Excerpted records Block Start
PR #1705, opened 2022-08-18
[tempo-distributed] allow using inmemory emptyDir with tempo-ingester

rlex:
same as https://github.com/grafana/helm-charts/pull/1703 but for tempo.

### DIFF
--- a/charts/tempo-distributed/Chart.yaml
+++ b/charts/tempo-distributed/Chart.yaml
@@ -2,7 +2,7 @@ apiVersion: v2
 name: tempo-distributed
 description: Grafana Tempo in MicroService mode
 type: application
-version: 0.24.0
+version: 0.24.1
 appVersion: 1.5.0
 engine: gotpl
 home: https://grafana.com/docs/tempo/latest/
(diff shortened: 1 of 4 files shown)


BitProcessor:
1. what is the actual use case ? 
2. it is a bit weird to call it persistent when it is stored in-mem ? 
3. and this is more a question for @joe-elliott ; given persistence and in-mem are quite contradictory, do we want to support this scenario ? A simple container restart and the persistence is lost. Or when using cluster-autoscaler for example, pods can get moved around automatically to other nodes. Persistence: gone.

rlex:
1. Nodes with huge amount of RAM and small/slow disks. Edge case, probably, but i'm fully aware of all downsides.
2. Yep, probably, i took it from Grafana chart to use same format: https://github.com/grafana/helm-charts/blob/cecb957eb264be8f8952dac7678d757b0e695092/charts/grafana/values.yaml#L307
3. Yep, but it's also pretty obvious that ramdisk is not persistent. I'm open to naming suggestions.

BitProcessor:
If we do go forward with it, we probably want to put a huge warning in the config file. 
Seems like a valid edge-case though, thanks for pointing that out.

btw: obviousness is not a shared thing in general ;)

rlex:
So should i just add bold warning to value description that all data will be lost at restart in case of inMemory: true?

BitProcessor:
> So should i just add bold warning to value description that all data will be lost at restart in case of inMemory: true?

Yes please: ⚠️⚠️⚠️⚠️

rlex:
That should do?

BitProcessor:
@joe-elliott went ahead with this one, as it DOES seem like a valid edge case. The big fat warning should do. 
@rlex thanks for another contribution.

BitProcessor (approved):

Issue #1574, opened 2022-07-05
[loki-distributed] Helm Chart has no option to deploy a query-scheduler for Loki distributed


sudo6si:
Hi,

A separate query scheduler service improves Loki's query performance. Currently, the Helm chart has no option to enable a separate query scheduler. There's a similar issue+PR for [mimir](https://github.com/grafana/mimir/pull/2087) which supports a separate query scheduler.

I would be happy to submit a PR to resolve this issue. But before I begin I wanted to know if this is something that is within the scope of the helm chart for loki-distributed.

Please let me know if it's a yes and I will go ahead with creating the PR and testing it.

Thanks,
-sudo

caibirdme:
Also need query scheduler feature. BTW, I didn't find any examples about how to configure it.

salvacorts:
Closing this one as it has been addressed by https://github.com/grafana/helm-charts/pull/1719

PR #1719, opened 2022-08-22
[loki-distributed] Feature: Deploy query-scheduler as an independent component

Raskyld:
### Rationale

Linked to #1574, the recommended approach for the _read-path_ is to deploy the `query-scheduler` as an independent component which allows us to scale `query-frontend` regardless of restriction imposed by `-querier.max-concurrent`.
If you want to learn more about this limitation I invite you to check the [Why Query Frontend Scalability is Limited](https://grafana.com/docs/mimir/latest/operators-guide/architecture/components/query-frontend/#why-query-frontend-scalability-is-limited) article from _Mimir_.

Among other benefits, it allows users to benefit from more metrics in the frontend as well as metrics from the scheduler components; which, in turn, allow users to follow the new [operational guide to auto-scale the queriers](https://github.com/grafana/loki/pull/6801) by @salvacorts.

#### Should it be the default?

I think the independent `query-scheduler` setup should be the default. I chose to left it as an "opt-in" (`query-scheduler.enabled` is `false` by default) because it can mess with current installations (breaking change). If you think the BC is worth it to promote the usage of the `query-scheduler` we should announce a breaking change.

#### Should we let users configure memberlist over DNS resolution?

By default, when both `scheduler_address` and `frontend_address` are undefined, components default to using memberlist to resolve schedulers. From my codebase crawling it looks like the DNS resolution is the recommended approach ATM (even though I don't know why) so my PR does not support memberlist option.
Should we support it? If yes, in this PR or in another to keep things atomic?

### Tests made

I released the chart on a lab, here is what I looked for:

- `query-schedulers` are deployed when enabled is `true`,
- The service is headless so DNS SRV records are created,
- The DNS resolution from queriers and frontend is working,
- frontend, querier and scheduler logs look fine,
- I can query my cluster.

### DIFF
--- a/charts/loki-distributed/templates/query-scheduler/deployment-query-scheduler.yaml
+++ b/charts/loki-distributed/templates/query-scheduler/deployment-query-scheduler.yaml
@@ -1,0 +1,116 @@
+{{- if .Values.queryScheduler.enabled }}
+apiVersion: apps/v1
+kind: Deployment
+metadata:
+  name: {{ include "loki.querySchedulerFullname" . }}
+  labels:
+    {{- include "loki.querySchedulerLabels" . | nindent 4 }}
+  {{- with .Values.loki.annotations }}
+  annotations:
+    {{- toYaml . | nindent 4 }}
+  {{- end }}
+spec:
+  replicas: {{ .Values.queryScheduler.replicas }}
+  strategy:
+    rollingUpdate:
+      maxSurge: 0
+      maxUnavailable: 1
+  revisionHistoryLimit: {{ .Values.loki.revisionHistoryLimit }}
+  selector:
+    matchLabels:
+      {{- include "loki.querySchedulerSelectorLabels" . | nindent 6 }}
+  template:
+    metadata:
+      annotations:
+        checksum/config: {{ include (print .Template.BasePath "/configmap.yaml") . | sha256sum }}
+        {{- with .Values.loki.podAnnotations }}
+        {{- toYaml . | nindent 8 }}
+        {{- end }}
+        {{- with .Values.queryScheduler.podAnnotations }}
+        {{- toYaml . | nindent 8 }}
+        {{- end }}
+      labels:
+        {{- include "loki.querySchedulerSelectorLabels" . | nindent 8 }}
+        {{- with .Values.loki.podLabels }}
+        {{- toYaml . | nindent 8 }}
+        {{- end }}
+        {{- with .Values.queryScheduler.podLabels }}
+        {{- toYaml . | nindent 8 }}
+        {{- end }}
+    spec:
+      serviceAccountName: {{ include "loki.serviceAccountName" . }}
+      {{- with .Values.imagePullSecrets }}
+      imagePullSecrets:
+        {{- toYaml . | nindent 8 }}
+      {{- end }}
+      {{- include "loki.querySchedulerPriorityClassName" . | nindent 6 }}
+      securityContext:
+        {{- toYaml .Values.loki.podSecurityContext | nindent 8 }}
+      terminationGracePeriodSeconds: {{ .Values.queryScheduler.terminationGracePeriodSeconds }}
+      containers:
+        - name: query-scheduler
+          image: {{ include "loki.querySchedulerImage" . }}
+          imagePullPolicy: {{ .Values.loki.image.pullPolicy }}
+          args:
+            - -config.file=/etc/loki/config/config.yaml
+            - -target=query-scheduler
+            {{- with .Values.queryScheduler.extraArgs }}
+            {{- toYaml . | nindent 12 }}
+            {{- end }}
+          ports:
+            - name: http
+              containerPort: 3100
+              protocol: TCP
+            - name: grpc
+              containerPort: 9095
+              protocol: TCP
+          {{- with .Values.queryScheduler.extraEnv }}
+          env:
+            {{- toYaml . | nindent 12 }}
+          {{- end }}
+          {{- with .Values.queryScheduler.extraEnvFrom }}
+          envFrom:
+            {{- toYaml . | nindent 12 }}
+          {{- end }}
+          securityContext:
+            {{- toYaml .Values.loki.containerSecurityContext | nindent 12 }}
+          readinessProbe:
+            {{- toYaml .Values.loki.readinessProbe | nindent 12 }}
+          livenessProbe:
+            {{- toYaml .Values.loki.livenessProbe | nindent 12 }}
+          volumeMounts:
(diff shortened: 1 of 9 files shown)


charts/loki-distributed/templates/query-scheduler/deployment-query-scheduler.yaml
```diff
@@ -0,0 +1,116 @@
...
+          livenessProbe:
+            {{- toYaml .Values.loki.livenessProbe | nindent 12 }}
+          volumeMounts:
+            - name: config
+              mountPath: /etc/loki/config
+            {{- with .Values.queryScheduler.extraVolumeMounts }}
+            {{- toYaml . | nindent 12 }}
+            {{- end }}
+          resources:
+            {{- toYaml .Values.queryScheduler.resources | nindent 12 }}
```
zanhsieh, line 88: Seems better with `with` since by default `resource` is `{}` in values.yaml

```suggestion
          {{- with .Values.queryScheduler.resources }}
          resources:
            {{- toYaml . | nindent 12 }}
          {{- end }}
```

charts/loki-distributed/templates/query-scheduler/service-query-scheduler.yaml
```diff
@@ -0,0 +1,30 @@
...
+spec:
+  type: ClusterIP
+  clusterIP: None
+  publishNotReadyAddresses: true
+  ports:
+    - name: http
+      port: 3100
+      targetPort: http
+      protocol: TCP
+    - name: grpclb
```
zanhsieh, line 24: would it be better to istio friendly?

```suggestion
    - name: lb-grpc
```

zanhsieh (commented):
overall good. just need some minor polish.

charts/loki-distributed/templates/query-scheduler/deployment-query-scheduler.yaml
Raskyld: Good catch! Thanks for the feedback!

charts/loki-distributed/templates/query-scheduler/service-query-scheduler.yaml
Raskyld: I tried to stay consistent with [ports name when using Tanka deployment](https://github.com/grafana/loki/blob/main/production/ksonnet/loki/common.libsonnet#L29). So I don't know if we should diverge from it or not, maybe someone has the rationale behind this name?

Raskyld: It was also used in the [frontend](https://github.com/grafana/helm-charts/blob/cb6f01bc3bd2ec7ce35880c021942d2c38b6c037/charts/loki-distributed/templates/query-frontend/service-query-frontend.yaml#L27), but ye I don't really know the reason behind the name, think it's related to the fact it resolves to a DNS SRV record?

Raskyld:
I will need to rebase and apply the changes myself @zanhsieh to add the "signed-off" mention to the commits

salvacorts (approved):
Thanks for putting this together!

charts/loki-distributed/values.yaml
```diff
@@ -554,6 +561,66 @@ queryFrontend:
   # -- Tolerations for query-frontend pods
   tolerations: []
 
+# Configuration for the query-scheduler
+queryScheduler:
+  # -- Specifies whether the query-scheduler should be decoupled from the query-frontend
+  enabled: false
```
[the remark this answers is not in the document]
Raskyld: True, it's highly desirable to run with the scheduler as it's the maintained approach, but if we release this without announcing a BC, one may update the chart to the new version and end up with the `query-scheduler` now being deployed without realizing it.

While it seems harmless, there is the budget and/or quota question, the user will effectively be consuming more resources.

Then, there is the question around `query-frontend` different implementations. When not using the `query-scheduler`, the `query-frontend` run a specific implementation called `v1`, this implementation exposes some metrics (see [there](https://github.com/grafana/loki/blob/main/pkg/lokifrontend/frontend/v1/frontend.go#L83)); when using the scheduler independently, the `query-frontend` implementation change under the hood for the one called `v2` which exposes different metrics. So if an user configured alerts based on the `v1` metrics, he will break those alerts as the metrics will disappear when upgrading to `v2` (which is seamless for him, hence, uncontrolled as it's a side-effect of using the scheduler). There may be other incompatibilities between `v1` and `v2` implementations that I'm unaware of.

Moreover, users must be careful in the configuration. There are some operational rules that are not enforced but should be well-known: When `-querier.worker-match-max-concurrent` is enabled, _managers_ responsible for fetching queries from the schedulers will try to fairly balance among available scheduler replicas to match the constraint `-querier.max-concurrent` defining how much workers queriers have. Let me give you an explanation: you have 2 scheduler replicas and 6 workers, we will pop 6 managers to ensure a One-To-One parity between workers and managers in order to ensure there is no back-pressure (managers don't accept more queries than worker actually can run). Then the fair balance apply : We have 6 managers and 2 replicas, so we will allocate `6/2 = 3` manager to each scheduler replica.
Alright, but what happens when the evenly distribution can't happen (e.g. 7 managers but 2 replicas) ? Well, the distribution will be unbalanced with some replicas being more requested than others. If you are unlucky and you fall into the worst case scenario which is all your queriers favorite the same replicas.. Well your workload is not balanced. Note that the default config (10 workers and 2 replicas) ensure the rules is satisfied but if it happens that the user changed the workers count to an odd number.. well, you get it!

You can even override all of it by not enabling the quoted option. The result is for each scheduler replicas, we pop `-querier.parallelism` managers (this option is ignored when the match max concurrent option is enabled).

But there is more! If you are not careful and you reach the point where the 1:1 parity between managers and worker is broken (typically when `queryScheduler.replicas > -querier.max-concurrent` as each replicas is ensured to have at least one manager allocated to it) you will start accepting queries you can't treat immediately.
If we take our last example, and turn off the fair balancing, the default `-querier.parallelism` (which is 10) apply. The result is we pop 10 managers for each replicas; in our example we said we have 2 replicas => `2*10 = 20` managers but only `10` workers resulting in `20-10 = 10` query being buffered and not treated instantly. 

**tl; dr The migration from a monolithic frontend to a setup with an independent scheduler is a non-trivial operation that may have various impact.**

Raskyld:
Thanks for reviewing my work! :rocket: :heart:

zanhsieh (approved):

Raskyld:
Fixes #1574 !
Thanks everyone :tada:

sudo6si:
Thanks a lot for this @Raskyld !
Excerpted records Block End
Excerpted records Block Start
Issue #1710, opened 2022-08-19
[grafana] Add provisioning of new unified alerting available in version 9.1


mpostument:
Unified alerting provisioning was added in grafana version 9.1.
Excerpted records Block End
## Brief
Only the lines above that hold "like" are wanted. Show every one of them.

## Exercise solution
Seems like a valid edge-case though, thanks for pointing that out.
@joe-elliott went ahead with this one, as it DOES seem like a valid edge case. The big fat warning should do. 
By default, when both `scheduler_address` and `frontend_address` are undefined, components default to using memberlist to resolve schedulers. From my codebase crawling it looks like the DNS resolution is the recommended approach ATM (even though I don't know why) so my PR does not support memberlist option.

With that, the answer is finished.